BEGIN Source material

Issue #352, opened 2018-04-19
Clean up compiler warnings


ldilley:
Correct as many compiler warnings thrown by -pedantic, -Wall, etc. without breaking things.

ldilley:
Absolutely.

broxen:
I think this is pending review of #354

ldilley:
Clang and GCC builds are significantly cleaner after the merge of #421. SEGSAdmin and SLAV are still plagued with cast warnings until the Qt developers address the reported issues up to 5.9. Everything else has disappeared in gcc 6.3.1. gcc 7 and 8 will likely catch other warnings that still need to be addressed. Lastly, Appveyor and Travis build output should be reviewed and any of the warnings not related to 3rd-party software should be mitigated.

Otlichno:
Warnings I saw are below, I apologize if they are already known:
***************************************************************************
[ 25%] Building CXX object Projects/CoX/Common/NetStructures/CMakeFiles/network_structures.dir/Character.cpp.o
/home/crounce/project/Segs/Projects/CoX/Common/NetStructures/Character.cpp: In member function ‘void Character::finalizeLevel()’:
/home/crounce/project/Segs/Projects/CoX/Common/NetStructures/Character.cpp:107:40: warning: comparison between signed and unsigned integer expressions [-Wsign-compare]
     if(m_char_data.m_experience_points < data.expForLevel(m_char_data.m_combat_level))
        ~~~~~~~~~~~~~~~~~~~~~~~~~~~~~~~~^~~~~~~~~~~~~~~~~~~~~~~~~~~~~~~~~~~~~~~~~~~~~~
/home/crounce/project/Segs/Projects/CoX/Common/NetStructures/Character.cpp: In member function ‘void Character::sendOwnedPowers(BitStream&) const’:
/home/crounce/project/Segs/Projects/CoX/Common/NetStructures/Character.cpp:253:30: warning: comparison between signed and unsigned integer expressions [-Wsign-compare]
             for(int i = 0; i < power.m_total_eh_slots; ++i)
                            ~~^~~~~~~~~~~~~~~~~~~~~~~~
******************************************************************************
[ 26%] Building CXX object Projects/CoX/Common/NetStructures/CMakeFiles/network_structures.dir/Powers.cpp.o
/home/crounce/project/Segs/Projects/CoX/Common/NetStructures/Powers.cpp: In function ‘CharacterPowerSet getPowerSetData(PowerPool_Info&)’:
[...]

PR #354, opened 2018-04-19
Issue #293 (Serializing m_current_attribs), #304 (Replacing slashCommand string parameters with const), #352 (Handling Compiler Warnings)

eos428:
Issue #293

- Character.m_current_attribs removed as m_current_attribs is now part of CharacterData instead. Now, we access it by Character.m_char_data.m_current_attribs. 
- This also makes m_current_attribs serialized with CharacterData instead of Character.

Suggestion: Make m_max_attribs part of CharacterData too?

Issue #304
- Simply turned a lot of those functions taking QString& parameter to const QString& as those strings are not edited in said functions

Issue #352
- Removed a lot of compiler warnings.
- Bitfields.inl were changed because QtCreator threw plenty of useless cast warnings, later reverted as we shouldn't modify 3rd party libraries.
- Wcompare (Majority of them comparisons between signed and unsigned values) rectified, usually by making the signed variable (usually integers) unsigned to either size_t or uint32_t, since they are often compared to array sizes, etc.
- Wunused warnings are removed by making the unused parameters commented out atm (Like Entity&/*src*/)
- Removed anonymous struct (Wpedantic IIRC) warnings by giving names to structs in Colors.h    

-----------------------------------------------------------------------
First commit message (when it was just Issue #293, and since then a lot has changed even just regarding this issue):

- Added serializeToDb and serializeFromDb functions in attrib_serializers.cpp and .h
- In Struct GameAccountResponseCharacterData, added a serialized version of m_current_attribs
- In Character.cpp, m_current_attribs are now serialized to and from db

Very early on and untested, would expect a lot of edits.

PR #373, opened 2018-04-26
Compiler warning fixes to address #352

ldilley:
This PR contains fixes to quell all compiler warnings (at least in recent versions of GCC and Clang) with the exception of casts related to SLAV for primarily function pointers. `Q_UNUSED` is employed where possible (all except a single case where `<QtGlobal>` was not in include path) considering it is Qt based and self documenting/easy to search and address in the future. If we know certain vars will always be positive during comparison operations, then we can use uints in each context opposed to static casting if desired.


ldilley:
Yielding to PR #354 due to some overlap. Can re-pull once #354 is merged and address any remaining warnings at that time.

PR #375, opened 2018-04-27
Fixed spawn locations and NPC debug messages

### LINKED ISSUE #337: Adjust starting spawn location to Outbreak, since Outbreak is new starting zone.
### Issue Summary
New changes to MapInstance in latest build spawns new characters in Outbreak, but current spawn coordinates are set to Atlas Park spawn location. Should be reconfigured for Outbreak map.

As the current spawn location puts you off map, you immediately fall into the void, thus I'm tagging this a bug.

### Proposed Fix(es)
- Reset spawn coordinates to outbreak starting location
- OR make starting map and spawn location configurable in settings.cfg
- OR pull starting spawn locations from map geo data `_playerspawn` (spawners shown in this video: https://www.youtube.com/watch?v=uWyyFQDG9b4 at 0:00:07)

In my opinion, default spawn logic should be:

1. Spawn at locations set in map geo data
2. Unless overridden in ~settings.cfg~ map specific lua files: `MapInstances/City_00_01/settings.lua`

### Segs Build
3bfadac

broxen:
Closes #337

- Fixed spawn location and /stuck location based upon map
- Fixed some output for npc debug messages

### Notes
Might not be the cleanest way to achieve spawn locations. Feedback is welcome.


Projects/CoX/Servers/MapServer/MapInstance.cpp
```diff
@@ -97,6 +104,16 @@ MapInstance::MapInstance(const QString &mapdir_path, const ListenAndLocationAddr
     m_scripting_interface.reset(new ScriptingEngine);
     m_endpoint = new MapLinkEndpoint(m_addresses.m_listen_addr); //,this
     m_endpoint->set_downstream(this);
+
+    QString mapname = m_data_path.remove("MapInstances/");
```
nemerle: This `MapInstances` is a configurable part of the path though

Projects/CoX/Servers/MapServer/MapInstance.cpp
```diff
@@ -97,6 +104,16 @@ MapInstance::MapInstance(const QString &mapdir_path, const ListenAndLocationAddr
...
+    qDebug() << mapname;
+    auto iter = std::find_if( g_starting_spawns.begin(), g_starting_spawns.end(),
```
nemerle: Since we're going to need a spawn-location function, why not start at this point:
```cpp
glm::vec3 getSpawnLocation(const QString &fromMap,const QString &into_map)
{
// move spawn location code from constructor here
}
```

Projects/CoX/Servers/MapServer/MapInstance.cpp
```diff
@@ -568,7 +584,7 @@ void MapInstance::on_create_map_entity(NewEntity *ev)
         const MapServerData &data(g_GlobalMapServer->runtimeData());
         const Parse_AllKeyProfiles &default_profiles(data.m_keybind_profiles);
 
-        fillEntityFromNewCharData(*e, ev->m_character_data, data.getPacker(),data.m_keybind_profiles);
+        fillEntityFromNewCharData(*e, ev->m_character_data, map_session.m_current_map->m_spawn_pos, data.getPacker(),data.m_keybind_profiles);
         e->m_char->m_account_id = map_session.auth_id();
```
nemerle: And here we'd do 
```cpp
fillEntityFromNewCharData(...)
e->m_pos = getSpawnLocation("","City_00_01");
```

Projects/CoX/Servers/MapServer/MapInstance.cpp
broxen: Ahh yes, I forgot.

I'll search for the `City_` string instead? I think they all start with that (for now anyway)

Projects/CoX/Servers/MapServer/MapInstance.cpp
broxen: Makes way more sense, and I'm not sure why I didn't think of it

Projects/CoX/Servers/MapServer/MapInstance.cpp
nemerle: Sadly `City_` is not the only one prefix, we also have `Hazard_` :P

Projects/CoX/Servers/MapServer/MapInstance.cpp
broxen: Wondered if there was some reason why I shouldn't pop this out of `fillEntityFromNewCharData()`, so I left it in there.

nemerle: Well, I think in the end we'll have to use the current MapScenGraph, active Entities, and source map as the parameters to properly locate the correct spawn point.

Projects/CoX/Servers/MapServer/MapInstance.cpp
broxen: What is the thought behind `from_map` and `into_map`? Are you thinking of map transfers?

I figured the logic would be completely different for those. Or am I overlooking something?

END Source material
BEGIN Source material

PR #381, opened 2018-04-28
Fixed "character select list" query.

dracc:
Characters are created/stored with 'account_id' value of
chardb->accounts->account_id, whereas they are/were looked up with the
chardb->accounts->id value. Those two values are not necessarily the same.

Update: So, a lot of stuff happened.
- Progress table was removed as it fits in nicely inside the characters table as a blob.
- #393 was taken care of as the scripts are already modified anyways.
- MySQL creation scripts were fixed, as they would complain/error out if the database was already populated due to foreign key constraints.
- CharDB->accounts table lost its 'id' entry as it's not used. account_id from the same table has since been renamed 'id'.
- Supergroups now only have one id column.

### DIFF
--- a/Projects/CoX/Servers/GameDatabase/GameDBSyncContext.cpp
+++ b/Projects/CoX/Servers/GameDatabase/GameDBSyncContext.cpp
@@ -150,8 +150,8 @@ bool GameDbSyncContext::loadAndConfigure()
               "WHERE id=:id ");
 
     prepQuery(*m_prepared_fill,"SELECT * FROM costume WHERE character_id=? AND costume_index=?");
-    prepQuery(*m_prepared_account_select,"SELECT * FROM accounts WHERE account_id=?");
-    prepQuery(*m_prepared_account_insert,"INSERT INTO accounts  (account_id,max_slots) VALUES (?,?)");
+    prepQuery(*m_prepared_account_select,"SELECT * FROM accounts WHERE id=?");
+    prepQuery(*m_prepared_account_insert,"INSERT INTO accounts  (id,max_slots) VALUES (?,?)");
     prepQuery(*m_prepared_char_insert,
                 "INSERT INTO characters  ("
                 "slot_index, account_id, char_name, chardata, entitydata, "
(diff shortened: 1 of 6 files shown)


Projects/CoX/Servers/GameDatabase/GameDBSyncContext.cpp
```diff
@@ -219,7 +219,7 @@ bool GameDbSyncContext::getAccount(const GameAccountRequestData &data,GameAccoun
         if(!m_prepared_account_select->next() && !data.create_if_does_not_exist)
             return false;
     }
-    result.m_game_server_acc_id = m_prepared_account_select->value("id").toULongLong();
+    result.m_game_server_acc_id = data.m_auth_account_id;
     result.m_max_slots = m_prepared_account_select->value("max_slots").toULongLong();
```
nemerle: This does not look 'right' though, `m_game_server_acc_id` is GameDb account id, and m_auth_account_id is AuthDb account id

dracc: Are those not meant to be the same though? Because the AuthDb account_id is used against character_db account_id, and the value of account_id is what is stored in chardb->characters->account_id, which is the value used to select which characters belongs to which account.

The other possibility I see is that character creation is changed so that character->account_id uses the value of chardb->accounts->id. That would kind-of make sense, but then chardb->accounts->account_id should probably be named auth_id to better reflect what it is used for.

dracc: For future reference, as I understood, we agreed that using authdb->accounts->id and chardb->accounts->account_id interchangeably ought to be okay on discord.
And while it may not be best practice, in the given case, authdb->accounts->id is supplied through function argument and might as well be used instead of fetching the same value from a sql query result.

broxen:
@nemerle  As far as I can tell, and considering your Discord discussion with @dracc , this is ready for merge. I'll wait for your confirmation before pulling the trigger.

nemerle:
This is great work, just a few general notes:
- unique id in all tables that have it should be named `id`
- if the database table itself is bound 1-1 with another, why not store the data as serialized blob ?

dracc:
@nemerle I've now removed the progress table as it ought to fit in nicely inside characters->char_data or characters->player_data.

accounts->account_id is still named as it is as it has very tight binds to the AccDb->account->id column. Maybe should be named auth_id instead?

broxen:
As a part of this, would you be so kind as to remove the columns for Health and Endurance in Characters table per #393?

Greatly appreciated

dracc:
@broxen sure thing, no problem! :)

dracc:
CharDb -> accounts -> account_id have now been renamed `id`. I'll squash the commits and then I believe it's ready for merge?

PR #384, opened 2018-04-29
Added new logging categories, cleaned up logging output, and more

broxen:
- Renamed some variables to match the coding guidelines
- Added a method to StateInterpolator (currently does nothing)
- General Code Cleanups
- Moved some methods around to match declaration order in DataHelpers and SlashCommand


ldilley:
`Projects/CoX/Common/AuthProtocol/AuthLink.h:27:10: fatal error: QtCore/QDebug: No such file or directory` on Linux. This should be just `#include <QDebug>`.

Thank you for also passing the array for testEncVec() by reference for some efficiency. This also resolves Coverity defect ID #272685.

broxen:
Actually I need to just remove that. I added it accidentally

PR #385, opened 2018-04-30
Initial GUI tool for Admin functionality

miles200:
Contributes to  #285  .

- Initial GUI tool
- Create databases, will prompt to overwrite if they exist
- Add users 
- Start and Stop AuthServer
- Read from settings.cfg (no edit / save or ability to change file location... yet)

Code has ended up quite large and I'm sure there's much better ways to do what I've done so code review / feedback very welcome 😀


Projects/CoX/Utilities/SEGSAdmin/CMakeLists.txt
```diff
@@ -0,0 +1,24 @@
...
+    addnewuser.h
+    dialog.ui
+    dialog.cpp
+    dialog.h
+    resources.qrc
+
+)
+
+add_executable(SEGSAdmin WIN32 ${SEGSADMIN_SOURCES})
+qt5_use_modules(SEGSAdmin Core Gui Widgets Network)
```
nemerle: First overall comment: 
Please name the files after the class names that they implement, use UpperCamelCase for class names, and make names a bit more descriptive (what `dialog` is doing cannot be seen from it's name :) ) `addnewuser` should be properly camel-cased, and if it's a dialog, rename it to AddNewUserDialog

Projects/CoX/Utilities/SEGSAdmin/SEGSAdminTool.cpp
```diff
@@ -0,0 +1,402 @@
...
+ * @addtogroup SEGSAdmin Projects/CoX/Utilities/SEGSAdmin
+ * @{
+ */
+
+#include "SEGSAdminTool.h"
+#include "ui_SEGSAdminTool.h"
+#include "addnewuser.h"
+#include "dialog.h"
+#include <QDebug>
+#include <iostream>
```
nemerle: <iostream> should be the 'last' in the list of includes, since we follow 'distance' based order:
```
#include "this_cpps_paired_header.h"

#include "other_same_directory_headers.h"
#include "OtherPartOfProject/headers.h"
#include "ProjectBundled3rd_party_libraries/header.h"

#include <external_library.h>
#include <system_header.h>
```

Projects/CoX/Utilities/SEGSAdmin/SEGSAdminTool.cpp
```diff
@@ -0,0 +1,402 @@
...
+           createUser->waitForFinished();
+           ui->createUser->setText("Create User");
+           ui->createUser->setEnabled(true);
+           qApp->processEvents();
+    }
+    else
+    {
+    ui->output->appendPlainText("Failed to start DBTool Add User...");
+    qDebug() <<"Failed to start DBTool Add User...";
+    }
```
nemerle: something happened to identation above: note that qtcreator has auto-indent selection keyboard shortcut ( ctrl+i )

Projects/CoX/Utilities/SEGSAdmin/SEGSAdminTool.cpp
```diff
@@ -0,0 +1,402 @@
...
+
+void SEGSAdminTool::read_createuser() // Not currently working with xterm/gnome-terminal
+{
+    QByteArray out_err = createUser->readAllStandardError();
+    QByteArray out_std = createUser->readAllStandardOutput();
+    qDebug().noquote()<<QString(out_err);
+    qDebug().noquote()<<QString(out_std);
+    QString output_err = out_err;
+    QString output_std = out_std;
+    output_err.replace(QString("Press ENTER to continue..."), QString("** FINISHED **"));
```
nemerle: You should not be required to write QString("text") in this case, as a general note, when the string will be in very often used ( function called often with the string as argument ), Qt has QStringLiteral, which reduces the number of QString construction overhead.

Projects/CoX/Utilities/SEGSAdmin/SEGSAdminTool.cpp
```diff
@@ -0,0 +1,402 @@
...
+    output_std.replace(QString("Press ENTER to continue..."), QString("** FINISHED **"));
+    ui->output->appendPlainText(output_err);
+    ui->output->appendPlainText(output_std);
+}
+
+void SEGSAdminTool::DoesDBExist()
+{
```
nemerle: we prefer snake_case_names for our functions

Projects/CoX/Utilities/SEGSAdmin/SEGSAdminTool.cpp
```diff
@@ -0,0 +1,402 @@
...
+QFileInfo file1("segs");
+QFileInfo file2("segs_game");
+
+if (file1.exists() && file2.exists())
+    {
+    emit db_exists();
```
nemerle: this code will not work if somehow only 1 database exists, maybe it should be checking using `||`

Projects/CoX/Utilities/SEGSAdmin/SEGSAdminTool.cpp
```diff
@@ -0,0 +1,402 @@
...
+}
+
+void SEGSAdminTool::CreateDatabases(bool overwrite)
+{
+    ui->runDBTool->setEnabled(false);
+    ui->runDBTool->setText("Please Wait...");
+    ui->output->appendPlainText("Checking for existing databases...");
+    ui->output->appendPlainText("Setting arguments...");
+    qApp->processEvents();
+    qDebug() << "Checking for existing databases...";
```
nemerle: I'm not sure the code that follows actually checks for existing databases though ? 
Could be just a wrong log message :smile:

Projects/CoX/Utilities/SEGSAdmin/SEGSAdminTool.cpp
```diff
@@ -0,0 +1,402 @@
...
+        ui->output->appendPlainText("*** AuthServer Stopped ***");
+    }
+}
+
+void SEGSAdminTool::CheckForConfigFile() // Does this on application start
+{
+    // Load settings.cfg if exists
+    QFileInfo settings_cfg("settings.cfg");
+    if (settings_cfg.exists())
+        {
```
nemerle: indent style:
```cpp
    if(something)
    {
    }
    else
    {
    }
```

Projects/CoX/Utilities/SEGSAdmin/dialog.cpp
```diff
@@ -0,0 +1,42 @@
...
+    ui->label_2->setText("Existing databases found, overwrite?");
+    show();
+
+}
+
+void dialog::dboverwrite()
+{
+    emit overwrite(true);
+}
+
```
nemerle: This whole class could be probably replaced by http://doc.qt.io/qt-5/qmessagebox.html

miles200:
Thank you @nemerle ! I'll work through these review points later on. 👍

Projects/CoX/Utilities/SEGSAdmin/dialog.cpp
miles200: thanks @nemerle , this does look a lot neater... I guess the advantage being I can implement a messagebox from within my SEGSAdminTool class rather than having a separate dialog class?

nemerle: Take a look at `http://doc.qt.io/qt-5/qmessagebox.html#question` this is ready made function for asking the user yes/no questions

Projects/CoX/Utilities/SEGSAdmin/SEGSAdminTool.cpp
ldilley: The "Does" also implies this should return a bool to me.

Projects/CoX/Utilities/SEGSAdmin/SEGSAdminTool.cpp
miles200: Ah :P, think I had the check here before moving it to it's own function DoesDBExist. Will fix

END Source material

• [Aim of the exercise]: Wherever the string "noquote" appears in a line of the records above, copy that line.

• [Final answer]:
+    qDebug().noquote()<<QString(out_err);
+    qDebug().noquote()<<QString(out_std);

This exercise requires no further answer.